Smiles and Sunshine

Monday, July 05, 2004

Moving right along...

Easier said than done...but, when the realization and understanding hit you like a brick wall, there's no denying it. And while the path that I currently tread, has definite extended periods of smiles and sunshine, it occurs to me, that there must be a path where things are even smilier and sunshinier. And I know that I won't find it traveling down this road...so, I guess...I guess it's time to move on...

It's a difficult realization to have to come to...painful? Yes. Necessary...not sure.
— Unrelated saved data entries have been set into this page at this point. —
PR #7213, opened 2023-08-23
fix: null check on elapsedTime for some browsers

just-toby:
## Description

sentry issue: https://linear.app/uniswap/issue/WEB-2733/elapsedtime-is-undefined-occasionally

on iOS webviews (not safari, embedded browsers in other apps), `performance.mark` does not return  a `PerformanceEntry` object. as a quick fix we should just fail gracefully and not log performance metrics for these browsers.

_Linear ticket:_ https://linear.app/uniswap/issue/WEB-2733/elapsedtime-is-undefined-occasionally

### Reproducing the error

1. load the app in an embedded browser on iOS (e.g. ...)

### QA (ie manual testing)

- [x] hard-coded `elapsedTime` to be undefined and ensured the app fails gracefully and doesn't log the perf metrics

#### Devices

- Mobile Safari UI/WKWebView

### DIFF
--- a/src/tracing/utils.ts
+++ b/src/tracing/utils.ts
@@ -2,7 +2,8 @@
  * Returns the time elapsed between page load and now.
  * @param markName the identifier for the performance mark to be created and measured.
  */
-export function calculateElapsedTimeWithPerformanceMark(markName: string): number {
+export function calculateElapsedTimeWithPerformanceMark(markName: string): number | undefined {
   const elapsedTime = performance.mark(markName)
+  if (!elapsedTime) return undefined
   return elapsedTime.startTime
 }


JFrankfurt (approved):

src/tracing/utils.ts
```diff
@@ -2,7 +2,8 @@
  * Returns the time elapsed between page load and now.
  * @param markName the identifier for the performance mark to be created and measured.
  */
-export function calculateElapsedTimeWithPerformanceMark(markName: string): number {
+export function calculateElapsedTimeWithPerformanceMark(markName: string): number | undefined {
   const elapsedTime = performance.mark(markName)
+  if (!elapsedTime) return undefined
```
zzmp, line 7: This is fine as a hotfix, but we are cutting a section of browsers out of our metrics by not polyfilling this. Do we want to find some other way to get at an equivalent value?

zzmp (changes requested):

src/tracing/utils.ts
just-toby: @zzmp yes we most likely do. i think it's fine to fix the crash now and follow up with a fix to get the metrics for those iOS browsers. right now, the iOS browsers aren't reporting metrics anyway so this just helps us on the sentry side

zzmp: sgtm - please just make sure the linear ticket stays open :)

zzmp (approved):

But, I can't just blindly stroll down this path, only to encounter disappointment after disappointment. I've lost faith, ladies and gentlemen...but, I guess that's because things are out of my hands. I've done all I can...and what little I have to show for it, except my heart splayed open on the ground in front of me. A bit harsh? Yes. But, that's the way it is junior detectives. This whole love thingy is kinda tricky...if someone out there has The Complete Idiot's Guide to Love or Love For Dummies, perhaps you could pass it on to me. :)

I guess I'm in a weird place right now...there are a lot of unfinished thoughts flying around in my head. But, I think that once Timmy is able to restore order, or to some degree...restores chaos, things will be smiles and sunshine once more...

[S]he was everything, everything that I wanted.
We were meant to be.
Suppose to be.
But we lost it...

All the memories so close to me,
Just fade away...
All this time you were pretending.
So much for my happy ending.

You were everything, everything that I wanted.
We were meant to be.
Suppose to be.
But we lost it...

All the memories so close to me,
Just fade away...
All this time you were pretending.
So much for my happy ending.
So much for my happy ending.
So much for my happy ending...

-Avril Lavigne, My Happy Ending

I seem to break out in song a lot...I wonder why? Oh well. Later.